At the sound of his name, Moustafa came a little to himself. His skin had the waxy look of a man who had lost too much blood; there was wetness on the dark robes, and the stiffness of drying blood. His eyes were blank, blind. He was not truly conscious; all that held him up was the warrior's training that let him sleep in the saddle.
Richard called for his men to fetch a litter. While they did that, he sent Blondel to fetch the physician. "Tell him to attend me in my tent. And be quiet about it."
Blondel barely remembered to bow before he turned and ran. This time Richard did not pause to watch him.
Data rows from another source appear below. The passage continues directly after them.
Issue #2343, opened 2026-04-18
request-signing: add conformance vectors for URL canonicalization edge cases


bokelley:
Surfaced implementing the TypeScript reference SDK for adcp#2323.

The 8 positive conformance vectors cover 4 URL canonicalization edge cases: default port stripped, dot segments collapsed, query preserved byte-for-byte, percent-encoded hex uppercased. These are great but silence on ~10 other cases where RFC 3986 §6.2 admits implementation variance. Silent divergence across the three official SDKs (TypeScript #575, Go adcp-go#43, Python adcp-client-python#183) is the single most likely source of production 3.x interop pain.

## Gaps the current vectors don't exercise

1. **Percent-encoded unreserved characters** (§6.2.2.2). `%7Efoo` is `~foo` after decoding. RFC 3986 says SHOULD decode. Does AdCP require decoding?
2. **IPv6 host literals** — `https://[::1]/p` and `https://[2001:db8::1]:8443/p`. Case-normalization of hex digits inside brackets.
3. **IPv6 zone identifiers** — `https://[fe80::1%25eth0]/p`. Rarely used but specified.
4. **Internationalized domain names** — `https://résumé.example.com/p` vs `https://xn--rsum-bpad.example.com/p`. AdCP should mandate punycode (ACE form) for `@authority`.
5. **Userinfo in URLs** — `https://user:pass@host/p`. The TypeScript SDK rejects as malformed (credentials don't belong in a signed URL), but that's not the spec's call yet.
6. **Duplicate path separators** — `https://host//a//b`. RFC 3986 allows collapsing some `//` cases (scheme-based normalization §6.2.3) but not others. Be explicit.
7. **Empty path with query** — `https://host?x=1`. RFC 3986 §6.2.3 suggests path `/` when authority is present and path is empty. Node's WHATWG URL emits `/`; other parsers may not.
8. **Trailing `?` with empty query** — `https://host/p?` vs `https://host/p`. Byte-preserved or collapsed?
9. **Fragment handling** — RFC 9421 §2.2.2 says `@target-uri` is the full URI minus fragment. Vector to confirm signer and verifier both strip `#fragment`.
10. **Port-without-hostname / malformed authorities** — `https://:443/p`, `https://@host/p`. What's the conformant rejection?

## Proposed additions

[...]

PR #3687, opened 2026-04-30
feat(schemas): tmp identity_match_request — required seller_agent_url, optional package_ids

ohalushchak-exadel:
## Summary

- Adds required `seller_agent_url` (`string`, `format: uri`) to `static/schemas/source/tmp/identity-match-request.json`. Buyers use it to resolve their registered active package set for that seller.
- Makes `package_ids` optional. When omitted, the buyer evaluates against the full active set keyed on `seller_agent_url`. When provided, the ALL-active-packages rule still applies.
- Reverses the prior spec stance in `docs/trusted-match/specification.mdx` that forbade seller identity on the request and pinned `package_ids` as the only scoping mechanism. The "Not a request-time filter" / SellerAgentRef guidance is narrowed to apply only to `context_match_request`.
- Updates 8 doc example payloads + 4 example validation fixtures so schema, tests, and docs stay consistent.

Breaking change for the experimental TMP schema (`x-status: experimental`): callers MUST now send `seller_agent_url`. The `package_ids` relaxation is non-breaking on its own.

## Test plan

- [x] `node scripts/build-schemas.cjs` rebuilds latest cleanly
- [x] `node tests/example-validation-simple.test.cjs` — all 34 examples pass, including the four `identity_match_request` fixtures
- [x] Pre-commit unit tests + typecheck + Mintlify broken-links check pass locally
- [ ] Reviewer sanity check on the SellerAgentRef commentary update — the architectural reversal in §SellerAgentRef and the Participant Responsibilities table is the substantive part of this change


static/schemas/source/tmp/identity-match-request.json
```diff
@@ -36,6 +36,11 @@
       "type": "string",
       "description": "Unique request identifier. MUST NOT correlate with any context match request_id."
     },
+    "seller_agent_url": {
+      "type": "string",
+      "format": "uri",
+      "description": "API endpoint URL of the seller agent issuing this request. The buyer's identity-match service uses this to resolve the active package set it has registered for this seller; when `package_ids` is omitted, evaluation occurs against that full set. Compared using the AdCP URL canonicalization rules, not byte-equality — see docs/reference/url-canonicalization. Consistent with `seller_agent.agent_url` on `AvailablePackage` and `agent_url` in `adagents.json`."
```
bokelley: Add fail-closed semantics so spoofing has a defined behavior. A malicious or buggy publisher could send a `seller_agent_url` for a different seller; the buyer must not silently fall back to evaluating against another seller's active set.

```suggestion
      "description": "API endpoint URL of the seller agent issuing this request. The buyer's identity-match service uses this to resolve the active package set it has registered for this seller; when `package_ids` is omitted, evaluation occurs against that full set. If `seller_agent_url` does not match any seller for which the buyer has registered active packages, the buyer MUST return an empty `eligible_package_ids` set — it MUST NOT fall back to evaluating against another seller's active set. Compared using the AdCP URL canonicalization rules, not byte-equality — see docs/reference/url-canonicalization. Consistent with `seller_agent.agent_url` on `AvailablePackage` and `agent_url` in `adagents.json`."
```

static/schemas/source/tmp/identity-match-request.json
```diff
@@ -85,7 +90,7 @@
     },
     "package_ids": {
       "type": "array",
-      "description": "ALL active package identifiers for this buyer at this publisher. MUST include every active package, not just those on the current page, to prevent correlation with Context Match requests.",
+      "description": "Optional. When omitted, the buyer evaluates eligibility against the full set of active packages it has registered for `seller_agent_url`. When provided, MUST include ALL active package identifiers for this buyer at this publisher — not just those on the current page — to prevent correlation with Context Match requests.",
```
bokelley: Define precedence when both `seller_agent_url` and `package_ids` are present and disagree. Erroring on unknown IDs would leak which packages the buyer has registered for the seller, back to the publisher — not what we want. Intersection-with-silent-drop preserves the privacy invariant.

```suggestion
      "description": "Optional. When omitted, the buyer evaluates eligibility against the full set of active packages it has registered for `seller_agent_url`. When provided, MUST include ALL active package identifiers for this buyer at this publisher — not just those on the current page — to prevent correlation with Context Match requests. When both `seller_agent_url` and `package_ids` are present, the buyer evaluates against the intersection of its registered active set and `package_ids`; IDs in `package_ids` that the buyer has not registered for this seller MUST be silently ignored (not surfaced as errors) to avoid leaking registry membership back to the publisher.",
```

bokelley (commented):
Reviewing as the requested reviewer. Net: **ship it** — the architectural reversal is sound and the privacy properties are preserved (or improved). A few things to tighten before merge are in inline comments below.

## Why the reversal is the right call

The original symmetry argument ("no seller identity on either request") collapses once you split the actor model:

- **Context Match** is processed at the **provider**, which already has a sync-time `package → seller` binding. Seller identity on the wire is redundant or worse — an opening for provider-side filtering.
- **Identity Match** is processed at the **buyer agent**, which keeps a per-seller active-set registry. Without the seller URL the buyer can't index that registry, which is exactly why the old design had to ship the full `package_ids` list as a workaround.

The package-set decorrelation guarantee is *strengthened*, not weakened — there's no longer any opportunity for the publisher to leak page context by sending a page-specific subset, because the common path doesn't send the list at all.

## Things to address

1. **Spoofing semantics.** Need an explicit fail-closed rule for an unknown `seller_agent_url`. See inline suggestion on the schema.
2. **Conflict semantics.** When both `seller_agent_url` and `package_ids` are present and disagree, define what wins. Failing loudly leaks registry membership back to the publisher; intersection-with-silent-drop is safer. See inline suggestion on `package_ids` and the spec decorrelation section.
3. **URL canonicalization reference.** The schema cites `/docs/reference/url-canonicalization`. Worth confirming that page exists and is aligned with the URL canonicalization vectors discussion in issue #2343 — we don't want to lock in semantics that #2343 might change.
4. **Asymmetry callout.** A reader landing on §SellerAgentRef cold will still find it surprising that Context Match forbids seller identity while Identity Match requires it. Inline suggestion adds a one-line header so the reasoning is visible at a glance.
5. **Adoption coordination.** Breaking against `x-status: experimental` is fine in principle, but worth confirming with anyone shipping against the current schema (Scope3, prebid module, @adcp/client TMP path) that the cut-over is coordinated rather than a surprise.

docs/trusted-match/specification.mdx
```diff
@@ -329,12 +330,14 @@ TMP providers cache packages from many seller agents against many publishers. Th
...
+**Placement rationale.** `seller_agent` lives on the cached `AvailablePackage` (sync time) and does not appear on `context_match_request`:
 
 - Sync time is when a provider first learns about a package; the binding is established once and reused for every subsequent evaluation.
-- Putting `seller_agent` on the request would either duplicate the sync-time binding (redundant) or open a path for request-time seller filtering, which re-introduces the identity- and allocation-leakage failure modes [Package set decorrelation](#package-set-decorrelation) exists to prevent.
+- Putting `seller_agent` on `context_match_request` would either duplicate the sync-time binding (redundant) or open a path for request-time seller filtering on the context path, which re-introduces the identity- and allocation-leakage failure modes [Package set decorrelation](#package-set-decorrelation) exists to prevent.
 - Publishers and routers can derive seller identity from `media_buy_id` via their own stores; providers cannot. Keeping attribution on the package serves the actor that actually needs it on the wire.
```
bokelley, line 338: Worth surfacing the asymmetry up front in the **Placement rationale** lead-in (line 333) so a reader landing here cold doesn't trip on "why does Context Match forbid seller identity while Identity Match requires it." This paragraph below already explains it well — but the section header sentence at line 333 still reads as Context-Match-only. Consider replacing line 333 with:

> **Placement rationale.** Context Match and Identity Match are processed by different actors with different package visibility, so seller identity is on the wire for one but not the other: Context Match goes to the provider (which already has the sync-time binding), Identity Match goes to the buyer agent (which needs the seller URL to index its own registered active set). `seller_agent` lives on the cached `AvailablePackage` (sync time) and does not appear on `context_match_request`:

docs/trusted-match/specification.mdx
```diff
@@ -380,8 +383,8 @@ The following requirements use RFC 2119 keywords (MUST, SHOULD, MAY).
 ### Package set decorrelation
 
 - Context Match MUST NOT be filtered by user identity or audience. The provider evaluates its synced package set for the placement — the same packages for every user. No per-request package list is sent, so the publisher cannot accidentally leak identity through package filtering.
-- Identity Match `package_ids` MUST include ALL active packages for the buyer at this publisher, not just those available on the current page. Sending only the page-specific subset would allow a buyer to correlate Identity Match with Context Match by comparing package sets.
-- The publisher SHOULD maintain a cached list of all active package IDs per buyer and send the full set on every Identity Match request.
+- The publisher SHOULD omit `package_ids` from Identity Match and let the buyer evaluate against the full active set it has registered for `seller_agent_url`. When `package_ids` IS provided, it MUST include ALL active packages for the buyer at this publisher, not just those available on the current page — sending only the page-specific subset would allow a buyer to correlate Identity Match with Context Match by comparing package sets.
```
bokelley: Mirror the schema's conflict-resolution rule here so spec readers don't have to cross-reference the JSON to learn what happens when both `seller_agent_url` and `package_ids` are sent.

```suggestion
- The publisher SHOULD omit `package_ids` from Identity Match and let the buyer evaluate against the full active set it has registered for `seller_agent_url`. When `package_ids` IS provided, it MUST include ALL active packages for the buyer at this publisher, not just those available on the current page — sending only the page-specific subset would allow a buyer to correlate Identity Match with Context Match by comparing package sets. When both `seller_agent_url` and `package_ids` are present, the buyer evaluates against the intersection of its registered active set and `package_ids`; unknown IDs in `package_ids` MUST be silently ignored (not error-surfaced) so the response does not leak registry membership back to the publisher.
```

ohalushchak-exadel:
I have read the IPR Policy

bokelley (approved):

bokelley:
Hi @ohalushchak-exadel — the IPR signature workflow had a configuration bug that prevented your earlier `I have read the IPR Policy` comment from being recorded. The fix shipped in #3702 plus a ruleset-bypass adjustment, both just merged. Could you re-post the exact phrase `I have read the IPR Policy` here? That will retrigger the workflow and record your signature properly. Thanks for your patience!

docs/trusted-match/surfaces/mobile.mdx
```diff
@@ -149,16 +149,17 @@ When the product's `trusted_match` config declares creative as the response type
 
 ## Identity Match
 
-The TMP SDK sends an Identity Match request with a publisher-scoped device token. This request is structurally separate from Context Match — it carries no content signals and is sent with temporal decorrelation (a random delay of 100-2000ms).
+The TMP SDK sends an Identity Match request with a publisher-scoped device token and the publisher's `seller_agent_url`. This request is structurally separate from Context Match — it carries no content signals and is sent with temporal decorrelation (a random delay of 100-2000ms).
 
-The `package_ids` list includes all active packages for the buyer, not just the packages from the current placement. Sending only the placement-specific subset would let the buyer correlate Identity Match with Context Match by comparing package sets.
+The buyer resolves its active package set from `seller_agent_url`. When the SDK sends `package_ids` explicitly (as below), the list MUST include all active packages for the buyer, not just the packages from the current placement — sending only the placement-specific subset would let the buyer correlate Identity Match with Context Match by comparing package sets.
```
bokelley: or should fuzz it

docs/trusted-match/buyer-guide.mdx
```diff
@@ -16,7 +16,7 @@ A buyer agent exposes two HTTP/2 endpoints under a single base URL — `POST /co
 | Message type | Receives | Returns |
 |---|---|---|
 | `context_match_request` | Page/content signals, placement, geo | Offers with creative manifests |
-| `identity_match_request` | Opaque user token, all active package IDs | Eligible package IDs + TTL |
+| `identity_match_request` | Seller agent URL, opaque user token, optional package ID list | Eligible package IDs + TTL |
```
bokelley: Is the user token really opaque?

docs/trusted-match/context-and-identity.mdx
```diff
@@ -116,14 +116,15 @@ This is not a policy restriction. It is enforced by the router's context code pa
 
 ## Identity Match
 
-Separately — and with a random time delay — the publisher sends an Identity Match request to the TMP Router, which fans out to each buyer's agent. The request contains an opaque user token and the list of packages to evaluate. It contains no page context.
+Separately — and with a random time delay — the publisher sends an Identity Match request to the TMP Router, which fans out to each buyer's agent. The request contains the publisher's `seller_agent_url` and an opaque user token; the buyer resolves the active package set from `seller_agent_url`, or evaluates against the explicit `package_ids` list when the publisher sends one. The request contains no page context.
```
bokelley: I think there's time delay. "Should randomly be either on context match or identity match." If identity match is always after context, that's just a giveaway, right?

bokelley (dismissed):

ohalushchak-exadel:
I have read the IPR Policy

bokelley:
Thanks — IPR acknowledgment noted.

---

docs/trusted-match/surfaces/mobile.mdx
ohalushchak-exadel: Reframed the package-set-decorrelation invariant as statistical independence of package_ids from the current placement, with two acceptable modes: all-active (the prior contract) and fuzzed (random sample padded with synthetic non-existent IDs the buyer silently drops). Updated schema description, spec field reference table, Package set decorrelation rule, privacy-architecture narrative, and rewrote the prose around every example payload across index.mdx, context-and-identity.mdx, buyer-guide.mdx, and all five surface docs. Updated the changeset to capture the broader privacy-model changes.

docs/trusted-match/buyer-guide.mdx
ohalushchak-exadel: Replaced “opaque user token” with “identity tokens” in the buyer-guide endpoint table; that word was overclaiming since the schema accepts hashed_email and maid uid_type values

docs/trusted-match/context-and-identity.mdx
ohalushchak-exadel: Added a SHOULD across specification.mdx (Privacy Requirements + Definitions), privacy-architecture.mdx, context-and-identity.mdx, and the surface docs (web, mobile, ctv): publishers SHOULD randomize whether Context Match or Identity Match is sent first, in addition to randomizing the delay. Spelled out why in each canonical source — fixed order leaks the pairing through ordering even with random delay.

bokelley (approved):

The litter was taking too long. Richard lifted Moustafa in his arms, finding him no great weight: he was a slender man as so many infidels were, compact and wiry-strong, without the muscular bulk of a Frank.
Richard sought his tent quickly, almost at a run. Even so, Judah bar-Samuel the physician was waiting for him, with a bed made and a bath waiting and all made ready for the care of a wounded man. Moustafa was all but bled out; Judah scowled at the wound in his side that had bled through the rough bandages beneath his robe, and the others here and there that might have been little in themselves, but all together had weakened him severely.
Moustafa began to struggle, as if swimming up through deep water. This time when his eyes opened, they saw Richard. They saw precious little else, but they fixed on his face with feverish clarity. "Malik Ric," he said. "Lord king. The Sultan of Damascus is dead."
How peculiar, Richard thought with the cool remoteness of shock. The one rumor everyone had discounted, and it was true. "Assassins?"
Moustafa nodded.
Richard drew a breath, then let it out. He sat beside the bed, leaning toward Moustafa. The infidel groped for his hand and clutched with strength enough to bruise. With that for a lifeline, he said, "Lord king, I pray you will pardon me. I left my place. I abandoned my duty. I went spying in Jerusalem."
"So I gather," Richard said dryly. "What possessed you to do that?"
Moustafa sighed, catching his breath on an edge of pain. Judah scowled, but Richard was proof against the disapproval of physicians and nursemaids. "Lord king, it was foolish. You were sick, and I was bored. Nobody knew what was going on inside the city. I decided to see for myself."
"What did you see?"
"I visited al-Malik al-Adil-the lord Saphadin. He was glad to see me. He sends you his greetings, and says that he hopes you won't mind that he doesn't also wish you good fortune in your war against his brother."